Listed records:
PR #135, opened 2015-03-30
Add behavior decorators for emulating speeds and failures.

JakeWharton:


JakeWharton:
Giant (nearly) unsolicited code drop commence!

I chose to emulate `Timeout` with `Behavior` and `ByteRate` in having them be mutable objects owned by the `BehaviorSink` and `BehaviorSource`. Originally these were immutable objects, and I'd be happy to switch back to it. The mutable ones are nice because it allows you to easily alter the behavior over time. And most essentially, it does not require re-wrapping the `Sink` or `Source`.

okio-behavior/src/main/java/okio/test/Behavior.java
```diff
@@ -0,0 +1,84 @@
+package okio.test;
```
swankjesse: copyright

JakeWharton: just added them all!

okio-behavior/src/main/java/okio/test/Behavior.java
```diff
@@ -0,0 +1,84 @@
...
+
+import java.io.IOException;
+import okio.Buffer;
+import okio.Sink;
+import okio.Source;
+
+public final class Behavior {
```
swankjesse: very interesting name. I don't hate it!

okio-behavior/src/main/java/okio/test/Behavior.java
```diff
@@ -0,0 +1,84 @@
...
+  public interface Callback {
+    void apply(Behavior behavior) throws IOException;
```
swankjesse: apply?

okio-behavior/src/main/java/okio/test/Behavior.java
```diff
@@ -0,0 +1,84 @@
...
+  }
+
+  private volatile Callback beforeFlushCallback;
+  private volatile Callback afterFlushCallback;
+  private volatile Callback beforeCloseCallback;
+  private volatile Callback afterCloseCallback;
+  private volatile ByteRate byteRate = new ByteRate();
```
JakeWharton: Should be `final` now that this is mutable rather than immutable.

okio-behavior/src/main/java/okio/test/Behavior.java
```diff
@@ -0,0 +1,84 @@
...
+  void beforeFlush() throws IOException {
+    Callback beforeFlushCallback = this.beforeFlushCallback;
+    if (beforeFlushCallback != null) {
+      beforeFlushCallback.apply(this);
+    }
+  }
+
+  void afterFlush() throws IOException {
+    Callback afterFlushCallback = this.afterFlushCallback;
+    if (afterFlushCallback != null) {
```
swankjesse: nice null checks!

okio-behavior/src/main/java/okio/test/BehaviorSink.java
```diff
@@ -0,0 +1,62 @@
...
+
+  public BehaviorSink(Sink delegate) {
+    super(delegate);
+  }
+
+  public Behavior behavior() {
+    return behavior;
+  }
+
+  @Override public void write(Buffer source, long byteCount) throws IOException {
```
swankjesse: This isn't right. You can defeat the rate by manipulating the frequency of calls to `write()`. You need to keep a `long written` field member that starts out.

okio-behavior/src/main/java/okio/test/BehaviorSink.java
```diff
@@ -0,0 +1,62 @@
...
+    ByteRate rate = behavior.byteRate();
+
+    long written = 0L;
+    while (written < byteCount) {
```
swankjesse: I think this is a for loop

okio-behavior/src/main/java/okio/test/BehaviorSink.java
```diff
@@ -0,0 +1,62 @@
...
+          return;
+        }
+      }
+    }
+  }
+
+  @Override public void flush() throws IOException {
+    behavior.beforeFlush();
+    super.flush();
+    behavior.afterFlush();
```
swankjesse: try/finally ?

okio-behavior/src/main/java/okio/test/ByteRate.java
```diff
@@ -0,0 +1,59 @@
+package okio.test;
+
+import java.util.concurrent.TimeUnit;
+
+/** A byte count expressed over a period of time for determining transfer rates. */
+public final class ByteRate {
```
swankjesse: should this have helper functions ?

```
ByteRate byteRate = new ByteRate();
byteRate.kBps(28);
byteRate.mBps(28);
```

The bytes/bits nonsense burns us a bit here here.

JakeWharton: We could add a dependency to [ByteUnits][1] :grinning: 
```java
rate.count(28, KIBIBYTES).per(5, SECONDS);
rate.count(28, MEGABYTES).per(5, SECONDS);
```
[1]: https://github.com/JakeWharton/byteunits

okio-behavior/src/main/java/okio/test/BehaviorSink.java
JakeWharton: How do you mean? No matter how many of how few calls you make we chunk them and sleep accordingly. And if you make many calls we adjust the sleep based on the partial amount.

okio-behavior/src/main/java/okio/test/BehaviorSink.java
JakeWharton: I added documentation to the fact that exceptions will result in later methods not being called. The main point of them is to throw exceptions, and I don't want to deal with the exception in `finally` case unless you feel very strongly.

swankjesse: Works for me.

JakeWharton:
Working on a v2 of this. Closing for now.

PR #138, opened 2015-04-12
Add native substring writing to BufferedSink.

JakeWharton:


JakeWharton:
There are instances in Moshi where we write substrings for replacing characters. This will avoid a `String` allocation, a `char[]` allocation for the substring, and the data copy from the original underlying `char[]` for that operation and move it to happen natively.

okio/src/main/java/okio/Buffer.java
```diff
@@ -782,10 +794,23 @@ public void clear() {
...
+      throw new IllegalArgumentException("endIndex < beginIndex: " + endIndex + " < " + beginIndex);
+    }
+    if (endIndex > string.length()) {
+      throw new IllegalArgumentException(
+          "endIndex > string.length: " + endIndex + " > " + string.length());
+    }
     if (charset == null) throw new IllegalArgumentException("charset == null");
     if (charset.equals(Util.UTF_8)) return writeUtf8(string);
-    byte[] data = string.getBytes(charset);
+    byte[] data = string.substring(beginIndex, endIndex).getBytes(charset);
```
swankjesse: This doesn't allocate, right?

swankjesse: (... on the case where we're writing the full string.)

JakeWharton: It does on JDK 8+. Not sure about Android. I originally had a "TODO see if we can get a subset of bytes rather than bytes of substring" but deleted it before making the PR.

swankjesse:
Good find!

okio/src/main/java/okio/Buffer.java
JakeWharton: Also, it does not allocate when `beginIndex == 0` and `endIndex == string.length()`.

Exercise brief:
All of the material above must be transcribed exactly, with no line dropped.

Response area:
PR #135, opened 2015-03-30
Add behavior decorators for emulating speeds and failures.

JakeWharton:


JakeWharton:
Giant (nearly) unsolicited code drop commence!

I chose to emulate `Timeout` with `Behavior` and `ByteRate` in having them be mutable objects owned by the `BehaviorSink` and `BehaviorSource`. Originally these were immutable objects, and I'd be happy to switch back to it. The mutable ones are nice because it allows you to easily alter the behavior over time. And most essentially, it does not require re-wrapping the `Sink` or `Source`.

okio-behavior/src/main/java/okio/test/Behavior.java
```diff
@@ -0,0 +1,84 @@
+package okio.test;
```
swankjesse: copyright

JakeWharton: just added them all!

okio-behavior/src/main/java/okio/test/Behavior.java
```diff
@@ -0,0 +1,84 @@
...
+
+import java.io.IOException;
+import okio.Buffer;
+import okio.Sink;
+import okio.Source;
+
+public final class Behavior {
```
swankjesse: very interesting name. I don't hate it!

okio-behavior/src/main/java/okio/test/Behavior.java
```diff
@@ -0,0 +1,84 @@
...
+  public interface Callback {
+    void apply(Behavior behavior) throws IOException;
```
swankjesse: apply?

okio-behavior/src/main/java/okio/test/Behavior.java
```diff
@@ -0,0 +1,84 @@
...
+  }
+
+  private volatile Callback beforeFlushCallback;
+  private volatile Callback afterFlushCallback;
+  private volatile Callback beforeCloseCallback;
+  private volatile Callback afterCloseCallback;
+  private volatile ByteRate byteRate = new ByteRate();
```
JakeWharton: Should be `final` now that this is mutable rather than immutable.

okio-behavior/src/main/java/okio/test/Behavior.java
```diff
@@ -0,0 +1,84 @@
...
+  void beforeFlush() throws IOException {
+    Callback beforeFlushCallback = this.beforeFlushCallback;
+    if (beforeFlushCallback != null) {
+      beforeFlushCallback.apply(this);
+    }
+  }
+
+  void afterFlush() throws IOException {
+    Callback afterFlushCallback = this.afterFlushCallback;
+    if (afterFlushCallback != null) {
```
swankjesse: nice null checks!

okio-behavior/src/main/java/okio/test/BehaviorSink.java
```diff
@@ -0,0 +1,62 @@
...
+
+  public BehaviorSink(Sink delegate) {
+    super(delegate);
+  }
+
+  public Behavior behavior() {
+    return behavior;
+  }
+
+  @Override public void write(Buffer source, long byteCount) throws IOException {
```
swankjesse: This isn't right. You can defeat the rate by manipulating the frequency of calls to `write()`. You need to keep a `long written` field member that starts out.

okio-behavior/src/main/java/okio/test/BehaviorSink.java
```diff
@@ -0,0 +1,62 @@
...
+    ByteRate rate = behavior.byteRate();
+
+    long written = 0L;
+    while (written < byteCount) {
```
swankjesse: I think this is a for loop

okio-behavior/src/main/java/okio/test/BehaviorSink.java
```diff
@@ -0,0 +1,62 @@
...
+          return;
+        }
+      }
+    }
+  }
+
+  @Override public void flush() throws IOException {
+    behavior.beforeFlush();
+    super.flush();
+    behavior.afterFlush();
```
swankjesse: try/finally ?

okio-behavior/src/main/java/okio/test/ByteRate.java
```diff
@@ -0,0 +1,59 @@
+package okio.test;
+
+import java.util.concurrent.TimeUnit;
+
+/** A byte count expressed over a period of time for determining transfer rates. */
+public final class ByteRate {
```
swankjesse: should this have helper functions ?

```
ByteRate byteRate = new ByteRate();
byteRate.kBps(28);
byteRate.mBps(28);
```

The bytes/bits nonsense burns us a bit here here.

JakeWharton: We could add a dependency to [ByteUnits][1] :grinning: 
```java
rate.count(28, KIBIBYTES).per(5, SECONDS);
rate.count(28, MEGABYTES).per(5, SECONDS);
```
[1]: https://github.com/JakeWharton/byteunits

okio-behavior/src/main/java/okio/test/BehaviorSink.java
JakeWharton: How do you mean? No matter how many of how few calls you make we chunk them and sleep accordingly. And if you make many calls we adjust the sleep based on the partial amount.

okio-behavior/src/main/java/okio/test/BehaviorSink.java
JakeWharton: I added documentation to the fact that exceptions will result in later methods not being called. The main point of them is to throw exceptions, and I don't want to deal with the exception in `finally` case unless you feel very strongly.

swankjesse: Works for me.

JakeWharton:
Working on a v2 of this. Closing for now.

PR #138, opened 2015-04-12
Add native substring writing to BufferedSink.

JakeWharton:


JakeWharton:
There are instances in Moshi where we write substrings for replacing characters. This will avoid a `String` allocation, a `char[]` allocation for the substring, and the data copy from the original underlying `char[]` for that operation and move it to happen natively.

okio/src/main/java/okio/Buffer.java
```diff
@@ -782,10 +794,23 @@ public void clear() {
...
+      throw new IllegalArgumentException("endIndex < beginIndex: " + endIndex + " < " + beginIndex);
+    }
+    if (endIndex > string.length()) {
+      throw new IllegalArgumentException(
+          "endIndex > string.length: " + endIndex + " > " + string.length());
+    }
     if (charset == null) throw new IllegalArgumentException("charset == null");
     if (charset.equals(Util.UTF_8)) return writeUtf8(string);
-    byte[] data = string.getBytes(charset);
+    byte[] data = string.substring(beginIndex, endIndex).getBytes(charset);
```
swankjesse: This doesn't allocate, right?

swankjesse: (... on the case where we're writing the full string.)

JakeWharton: It does on JDK 8+. Not sure about Android. I originally had a "TODO see if we can get a subset of bytes rather than bytes of substring" but deleted it before making the PR.

swankjesse:
Good find!

okio/src/main/java/okio/Buffer.java
JakeWharton: Also, it does not allocate when `beginIndex == 0` and `endIndex == string.length()`.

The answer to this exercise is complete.